Head and Neck Cancer Survivors
Project summary
This project invites survivors of head and neck cancer (5 years or more post-diagnosis) to undergo a clinical examination for toxicities and fill out questionnaires related to quality of life (QOL), use of medical services, supportive care needs, and ability to work. The main research questions are:
Which aspects of QOL are reduced or improved in the long-term, compared to reference data from head and neck cancer patients pre-treatment and 1 year after treatment and compared to the age- and sex-matched general population?
Do long-term problems with swallowing, speech, senses, dry mouth, sticky saliva, coughing, and toxicities differ among survivors depending on the treatment they received?
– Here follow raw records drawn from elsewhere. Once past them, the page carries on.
PR #911, opened 2017-12-13
Fix flaky test: CaffeineMetricSupportTest.aggregationAfterGC()

trustin:
Motivation:

The offending test case keeps the MockLoadingCache in a WeakReference
from its beginning of life. As a result, CaffeineMetricSupport.setup()
sometimes throws a NullPointerException because `WeakReference<MockLoadingCache>.get()`
can return null even before our System.gc() call.

Modifications:

- Keep the strong reference until System.gc()
- More friendly NPE message

Result:

- Build stability


trustin:
Related stack trace:

```
com.linecorp.armeria.internal.metric.CaffeineMetricSupportTest > aggregationAfterGC FAILED
        at com.linecorp.armeria.internal.metric.CaffeineMetricSupport.setup(CaffeineMetricSupport.java:61)
        at com.linecorp.armeria.internal.metric.CaffeineMetricSupportTest.aggregationAfterGC(CaffeineMetricSupportTest.java:165)
```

How long-term survivors fare in terms of supportive care needs, ability to work, and their use of health care services and the related costs will also be examined.
Achievements
After pilot testing the proposed set of questionnaires, the protocol was finalized in June 2018. The selected questionnaires were translated as necessary into twelve languages. The first survivor was enrolled on October 18, 2018, and the last in October 2021. A total of 1117 survivors were enrolled. Two manuscripts have been drafted to date, one of which has been published.
Current status:
In the final analysis phase
Future plans
We intend to publish the study’s results in a series of articles over the next 12 months (see the planned publications section).
For patients
We are looking at the types of problems people who have survived more than 5 years after a head/neck cancer diagnosis have that are related to their disease or treatment. These problems are divided into: a medical perspective, for example, trouble swallowing, pain, and trouble with nerves or dental health; and a quality of life perspective, such as problems being in social situations, feeling tired or depressed, being able to pursue leisure activities and accessing any necessary support services. A comparison will be made to head/neck cancer patients pre-treatment and 1 year after diagnosis and to a representative selection of the general population.
Publications
Planned publications:
- Reference Quality of Life data for Head and Neck Cancer Patients (this is based on pooled QoL data from collaborators)
- A series of site-specific manuscripts are planned, with the first being for oropharynx cancer survivors. In this article, the QoL and the physician-rated toxicities will be reported. Additional articles will follow for oral cavity cancer survivors and larynx cancer survivors.
- Two manuscripts covering the results of the oral health sub project (QoL results and results of clinical assessments) are underway.
- One manuscript on the supportive care needs and medical services use of survivors is planned
Published:
- Serious Long-term Effects of Head and Neck Cancer from the Survivors’ Point of View. Healthcare (Basel). 2023 Mar 21;11(6):906. doi: 10.3390/healthcare11060906.